Album: Virginia Plane

Label: Spring Press

Review date: Feb. 20, 2013


Is there anything more boring in the field of noise than cognitive dissonance? “Ooh, we’re gonna say one thing then make it this wholly different thing and maybe it will BLOW YOUR MIND, DOGG.” There is nothing more than this at stake here, as The Dead C.’s Bruce Russell meets up with Jazkamer noisemeister Lasse Marhaug for a kinetic but ultimately fruitless session, dedicated without reason or logic to Roxy Music.

There on the cover is a quick sketch of what we can presume are the five musicians inside the gatefold of For Your Pleasure. There on the track list are the names of a number of Roxy Music songs, from the era where it seemed they might be reinventing themselves as you were listening to them, and they’d still make something worthwhile. But there, in the record’s grooves, is something else entirely. You’d have to try really hard to equate the high-pitched punishment and squelchy microphone thrombosis in their “Pyjamarama” with the Morse code-style synth and regal acoustic guitar that opens Roxy Music’s “Pyjamarama.” Oh, but isn’t that the point? Whatever.
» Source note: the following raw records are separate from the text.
PR #245, opened 2024-12-01
Add code generation for bbml

NeilKleistGao:
In this PR:
- Generate code for mutable reference operations in bbml
- Fix some problems with BbML typing
- Map builtin operators and floating operators
- Add predef for BbML
- Add getter code generation and corresponding infrastructures

<del>However, I'm not sure if we still need to make `get` a keyword. There are already some functions using `get` as the name and it seems hard to repick names for them.</del>


LPTK:
> There are already some functions using `get` as the name and it seems hard to repick names for them.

Those who know these artists can surmise what Russell brought to this mess – some violin, some guitar (squashed to oblivion under torrents of noise), some machines to play his instruments in an abrasive fashion for him while he goes out for a smoke – and the remnants of power electronics, teakettle whine and generally obtuse misgivings ostensibly belong to Marhaug. There is no method to the sounds they make together whatsoever, other than they have discrete lengths, and seem to stick to a predetermined path once they begin, each performer sticking to their assigned device for the duration of the tracks. Russell might hold the headstock of his guitar up against what sounds like the needle on a sewing machine gone into hyperdrive on “For Your Pleasure,” while Marhaug bangs indiscriminately on a Tibetan prayer bowl, or is that just something from his kitchen? Who’s counting? “In Every Dreamhome…” begins with a chord that might’ve been found in the song you know, organ wheezing solemnly underneath a corrosive cloud of scuzz, only to push itself outward into a thicker drone, and then be subsumed again underneath the haze of absent-minded noodling.

None of it has any personality; it seems as if Russell and Marhaug are mostly interested in having a war of volume rather than inject any nuance or depth into this work. Neither artist seems to be giving Virginia Plane anything resembling their complete attention; it’s like they had a (very loose) concept, then filled the space without much forethought or purpose, other than possibly to irritate, and the four-year span it took to create these tracks is more telling of this album being a low priority for both. Why would the listener give this any more attention than its musicians did to its creation? Were they setting out to discredit or punish Bryan Ferry and Co.? Would it have been too much of a tell to name one of these pieces “The Bogus Man”? These questions, and hundreds of thousands of others, are more interesting to think about than listening to Virginia Plane.